Le Magazine littéraire, avril 2002, par Anne-Marie Koenig

La bonne distance

Claquements de talons, moteurs en poussées d’adrénaline après le croisement, voix qui s’entrechoquent, grincements de poussettes, landaus, caddies, le souffle bruyant de la ville ruisselle par l’entrebâillement de la fenêtre et bute sur le ronron obstiné de l’ordinateur. Sylvie Gracia s’épanouit au milieu du bruit. La ville affairée à être elle-même, n’est-ce pas le monde autour, et la vie ?

Levallois, c’est juste sur le fil du métro parisien. En voiture aussi, une belle ligne droite, et l’émotion toujours devant la ville, la liberté grande ouverte. Paris, et surtout la place Clichy, où s’imbriquent des bribes de la vie citadine, bistrots, cinémas, librairies, langues hétéroclites, corps et couleurs, rues commerçantes et vendeurs à la sauvette. Sylvie Gracia avait une vingtaine d’années quand elle arriva à Paris.

Il fallait fuir le silence de la campagne, la mornitude étouffante des villes de province, toutes ces saisons passées « à attendre la suivante, une perdition lente et souterraine ». Elle est née dans un tout petit village de l’Aveyron, en 1959, quatorze ans après la fin de la Seconde Guerre. Les grands-parents paternels avaient échoué là, avec leur langue étrange et leur fils de dix ans, chassés par la guerre d’Espagne. Les guerres accompagnent en sourdine l’histoire des familles. Les langues, espagnol d’un côté, occitan de l’autre, français au milieu, se juxtaposent comme les éclats d’une grammaire perdue.

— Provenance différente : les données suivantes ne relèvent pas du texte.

PR #65, opened 2020-12-17
Set title and site_title in branding and display it in the page title

wuujcik:
Added a config for parent_brand_image that will be displayed in header
image


ateska:
I don't recall why we need to have two branding icons ... can you remind me, please/

wuujcik:
> I don't recall why we need to have two branding icons ... can you remind me, please?

@ateska so that we can display whatever Customer wants and then our logo, like "Customer's logo | Logman.io" (task INDG-9). I understood it should be part of this repo, but if you think it should be somewhere else, let me know pls

wuujcik:
@ateska updated as per conversation to use our brand name in title, not header

demo/src/index.js
```diff
@@ -8,6 +8,7 @@ import './index.scss'
 
 // Configuration
 let ConfigDefaults = {
+	site_title: "TeskaLabs",
```
ateska, line 11: The default should be empty.

ateska (changes requested):
One smaller remark, otherwise mergeable from my perspective.

demo/src/index.js
wuujcik: actually I think it should be `site_title: "ASAB App"` and `title` should be empty (since the title has format `site_title | title`), correct?

src/containers/Application.js
```diff
@@ -297,8 +299,14 @@ it is accessible by the sidebar toggler button.
...
 				<div className="app">
-					<AlertsComponent app={this}/>
-					<SplashScreen app={this}/>
+					<AlertsComponent app={this} />
+					<SplashScreen app={this} />
+					{this.Config.get('site_title') != null && this.Config.get('site_title') != undefined ?
+						<Helmet>
+							<title>{this.Config.get('title') ? this.Config.get('site_title') + " | " + this.Config.get('title') : this.Config.get('site_title')}</title>
+						</Helmet>
+						: { null }
```
Pe5h4, line 308: @wuujcik Not sure about the `null` wrapped in curly brackets here and on line 325 https://github.com/TeskaLabs/asab-webui/pull/65/files#diff-31d3784ef11656fbccbce9b6b554c572b43dfad75c897ef7fa510ba7a443735fR325. I would suggest to remove the `null` brackets, otherwise it can cause crash of the app.

demo/src/index.js
ateska: Format is to be either:

`title` or `site_title | title`

src/containers/Header.js
```diff
@@ -43,7 +43,7 @@ export function Header(props) {
 					width: 30,
 					height: 30,
 				}}
-			/>
+			/> |
```
Pe5h4, line 46: @wuujcik You likely forgot to remove the separator here.

Pe5h4 (changes requested):

ateska (approved):

Pe5h4 (approved):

Puis ce fut Rodez, Montpellier et les études de philosophie, avant le grand virage : Paris et le journalisme. Sylvie Gracia voulait devenir grand reporter, respirer au cœur de l’actualité, que jamais ne se taise le fracas des hommes, hérissant d’aspérités un temps trop plat. Dix ans dans la presse, à s’étioler sur de petits papiers d’ombre sans intérêt. Mais ce fut aussi la décennie des photographies. Paysages urbains morcelés comme les tessons d’une ville, surpris en noir et blanc, développés, tirés au fond de l’appartement, punaisés aux murs, entassés dans des cartons.

Ne faut-il pas réunir un à un tous les fragments d’une chose pour la voir entière? Dans L’Ongle rose, son dernier livre, Sylvie Gracia s’acharne à recomposer l’image de l’amant parti. Il n’a laissé, en creux, que le manque, des éclats de souvenirs, bribes de gestes, bribes de peau et un léger parfum errant encore entre les pages d’un livre. La mémoire ne garde des gens aimés que les pièces éparpillées d’un puzzle, même les traits du visage ne s’accordent plus. Les mots patiemment ajoutent et recollent. L’écriture de Sylvie Gracia, portée vers des séquences, des brisures, se trouve là une ligne continue.

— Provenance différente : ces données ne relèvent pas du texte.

PR #67, opened 2021-01-11
Implement ASAB config module

Pe5h4:


src/modules/asab-config/ConfigEditor.js
```diff
@@ -0,0 +1,222 @@
...
+// TODO: Different types of ConfigItem to cover formats such as "number", "boolean", checkbox, radiobox
+function ConfigItem(props) {
+	let myid = '['+props.sectionname + "] " + props.itemname;
+	return (
+		<FormGroup>
+			<Label for={myid}>
+				{props.item['title']}
+			</Label>
+			<ConfigItemFormats
+				format={props.item['type']}
```
Pe5h4, line 147: @ateska Hope this is not much of stupid question, but will be input formats taken from `type` property or will be there any format property in the schema to distinguish, which format to take into consideration? I updated the component `ConfigItem` with `ConfigItemFormats` and this require to pass to props a format type, to select the proper one. I set it to the `type` property for now, but it can be easily changed. So my question is, if I should substract it from `type` property, or is it defined somewhere else in the schema?

ateska: Well, I rather expect various specializations of `ConfigItem` .... eg `<EmailConfigItem>` or `<CheckboxConfigItem>`.

The type should be based on "some" property in the schema ... and this shoud be so far relatively easy mapping (e.g. by default, it is always `ConfigItem`, if specific format is requested, then you use more specific ConfigItem`.

ateska (changes requested):

src/modules/asab-config/ConfigEditor.js
```diff
@@ -0,0 +1,216 @@
...
+	return (
+		<Card style={{marginBottom: "0.25em"}}>
+			<CardHeader tag="h5" onClick={toggle}>
+				{props.section['title']}
+			</CardHeader>
+			<Collapse isOpen={isOpen}>
+				<CardBody>
+					{Object.keys(props.section.properties).map((item_name, idx) =>
+						// Decide what type of config item to render based on format
+						// TODO: `format` names should be consulted with BE team
```
ateska, line 135: It is important to align this with a possibilities of the JSON schema.
But we can start with very "weak" validation, so that all of fields are single-line text inputs.
That will allow this PR to be merged.

ateska (changes requested):

src/modules/asab-config/ConfigEditor.js
```diff
@@ -0,0 +1,216 @@
...
+				console.log(error); // log the error to the browser's console
+				App.addAlert("warning", t(`Unable to get ${typeId} data: `, { error: error.toString() }));
+			});
+		}
+	}
+
+	useEffect(() => {
+
+		async function fetchValues() {
+			// let config_response = await axios.get("/config/new_type/my_config")
```
ateska, line 61: /config/new_type/my_config?format=json

src/modules/asab-config/ConfigEditor.js
```diff
@@ -28,6 +28,7 @@ export default function ConfigEditor(props) {
 
 	const [ typeId, setTypeId ] = useState(props.match.params.type_id);
 	const [ type, setType ] = useState(undefined);
+	const [ adHocValue, setAdHocValue ] = useState({});
```
ateska, line 31: `adHocSections`, I guess ... the default should be `[]` ... otherwise I don't get it.

ateska (changes requested):
The concept of AdHoc sections needs to be a bit extended.

ateska (changes requested):

Pe5h4:
@ateska I have refactored the asab-config structure as you suggested to:

`ConfigContainer` where TreeView and Configeditor components are rendered

`TreeViewComponent` where data for tree view are fetched and rendered (I must have done several calls to asab-config service to obtain all the types and files, because there is no single API call to obtain the structure)

`ConfigEditor` component where schema and config data are rendered. I have updated the the editor and used only one useEffect function to obtain all the data needed. I have also created 2 AdHoc parts > one is for AdHocSections and the second is for AdHocValues (which are displayed in the ConfigSection, as you can see in oneof the attached gifs)

`ConfigFormatItems` from where various ConfigItems with various formats are taken to render.

In the next iteration, I would implement routering for types and configs (now the url is constant) and data fetching for treeview (it might be cool to create api endpoint for that, or idk)

Please check it and let me know, what should I refactor.

Asab-config
asab-config

Asab-config with mocked data to simulate AdHocValues in sections
asab-config_adhoc

ateska:
Good good.
Remarks:

1) The navigation in the tree view should change the URL - so that I can share a link to particular configuration
2) The name of the actual config should be a simple "type/name" form ... not two lines with that icon.

src/modules/asab-config/ConfigContainer.js
```diff
@@ -0,0 +1,58 @@
...
+	}
+
+	return (
+		<Container fluid className="animated fadeIn flex mt-0 pr-0 pl-0 pt-0 library-container">
+			<Row className="library-row">
+				<Col xs="2" sm="2" className="pr-0 bcg-column">
+					<TreeViewComponent
+						axios={Axios}
+						app={App}
+						configType={configType}
```
ateska, line 42: You don't need to pass `axios` nor `app` ... `app` is in `props` automatically, Axios should be local.

Plus it makes component more universal.

src/modules/asab-config/ConfigEditor.js
```diff
@@ -0,0 +1,364 @@
...
+	useEffect(() => {
+		initialLoad();
+	},[configName]);
+
+
+	const initialLoad = async () => {
+		let values = undefined;
+		let type = undefined;
+
+		if (configType != "") {
```
ateska, line 53: Nope, no `if` like that - it has to be present, you don't need to check it.

src/modules/asab-config/ConfigEditor.js
```diff
@@ -0,0 +1,364 @@
...
+			}
+			catch {
+				App.addAlert("warning", `Unable to get ${configType} data`);
+				return;
+				// TODO: Prepared for i18n
+				// App.addAlert("warning", t(`Unable to get ${typeId} data: `, { error: error.toString() }));
+			}
+		}
+
+		if (configName != "") {
```
ateska, line 68: Dtto.

ateska (changes requested):

src/modules/asab-config/ConfigContainer.js
Pe5h4: Well, TreeViewComponent is a component of the ConfigContainer - we need to pass the app into the props of that component, it is not passed automatically here.

Pe5h4:
@ateska Added navigation by url params, updated the name of the actual config, updated alert messages.
Here it is how it looks like with the navigation:
asab-config_urlparams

Des mots donc pour immobiliser le flux incessant du monde. L’ordinateur, rarement éteint, lance son courriel dans les deux sens et à tous les points de la planète. Journal tenu par intermittences, poèmes parfois, ou livres travaillés et repris jusqu’à la forme parfaite, ces mots-là s’ajoutent à ceux des autres, des journaux lus quotidiennement et des manuscrits à lire qui s’empilent dans leurs chemises, leurs enveloppes de papier kraft. Il y a quatre ou cinq ans, Sylvie Gracia fonda aux éditions du Rouergue la collection littérature qu’elle continue à diriger, lisant et accompagnant le travail des auteurs jusqu’au bout. Arrivée là par une de ces coïncidences qu’on appelle hasard et qui n’en sont pas toujours, parce qu’il faudrait se faire plus attentifs à « tirer le fil des signes qui partout dans notre vie devraient nous alerter », Sylvie Gracia module au plus près les lignes d’une vie en triangle : écrire, travailler, élever ses deux filles, ne rien relâcher.

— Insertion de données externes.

PR #127, opened 2023-05-19
Metriport initial integration

Orta21:
Fixed typescript issues in query and list files


bejoinka:
can you also be sure to add a comment to the `jest.config.js` file so we know why the stub is there? gracias!

bejoinka (approved):
Thanks!

PR #137, opened 2023-05-23
fix(healthie): convert appointment date to ISO format

ebomcke-awell:
- create a new date conversion function in the healthie extension
- convert the appointment date in getAppointment action
- add test case to validate the date format

AST-5245


extensions/healthie/actions/__tests__/getAppointment.ts
```diff
@@ -0,0 +1,104 @@
...
+      id: 'user-id',
+    },
+  }
+  const appointmentWithDate = {
+    ...appointmentWithNoDate,
+    date: '2023-06-05 14:10:00 +0200',
+  }
+
+  beforeAll(() => {
+    ;(getSdk as jest.Mock).mockImplementation(mockGetSdk)
```
danijel, line 44: this `;(` is so annoying but we have it elsewhere so it's not bloking

danijel (approved):

PR #146, opened 2023-05-26
Healthie: additional webhook events

nckhell:
New webhook events added: `appliedTagCreated`, `appliedTagDeleted`, `appointmentDeleted`, `appointmentUpdated`, `formAnswerGroupCreated`, `formAnswerGroupDeleted`, `formAnswerGroupLocked`, `formAnswerGroupSigned`, `labOrderCreated`, `labOrderUpdated`, `messageCreated`, `messageDeleted`, `metricEntryCreated`, `metricEntryDeleted`, `metricEntryUpdated`, `patientUpdated`, `requestFormCompletionCreated`, `requestFormCompletionDeleted`, `requestFormCompletionUpdated`, `taskCreated`, `taskDeleted`, `taskUpdated`

**Why draft?**
1. @ebomcke-awell & @bejoinka I need to understand whether webhooks have the same limitation as custom actions where you can only have max 20 of.
2. Check with Sanne first if there are any webhooks missing. Additionally, depending on the answer on [1] we might remove the less relevant webhook events.
3. Currently, all webhooks - even disabled ones (=those that don't have any triggers) - are shown to Stef in the Studio. Given this MR will result in > 20 webhooks, Stef will all of the sudden see 20 extension webhook data points which will give him a polluted experience in Awell Studio. Either we make sure that only the webhook data points of enabled extensions are visible to Stef (ideal end state but needs dev work) or it's acceptable for the team that all webhook data points are visible to Stef.


ebomcke-awell:
@nckhell the limit only applies to actions as it is caused by the fact we create one PubSub subscription per action. The PubSub subscription is needed to receive inbound messages from design/orchetration.
Webhooks do not need a PubSub subscription as the inbound messages come from the web server.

Cheveux courts, vêtements confortables et petit foulard autour du cou, pas d’inutile coquetterie, c’est déjà bien assez compliqué, quand on a « l’âme trouée », de rassembler des morceaux de soi pour simplement savoir où l’on en est de la vie. En quête de réalité, Sylvie Gracia traque la sensation de présence au monde comme on court après le bonheur. Avoir à chaque instant la conscience d’être vivante. Il y eut la naissance des filles, les bains de foule dans la rue, les mots, l’amour. Le désir projette dans un excès de réalité, dans un présent total. Il faudrait dire l’amour et les nuits d’amour, la beauté des corps, « la pleine solitude du désir et qu’importe celui qui le provoque », aussi simplement qu’on raconte un coucher de soleil.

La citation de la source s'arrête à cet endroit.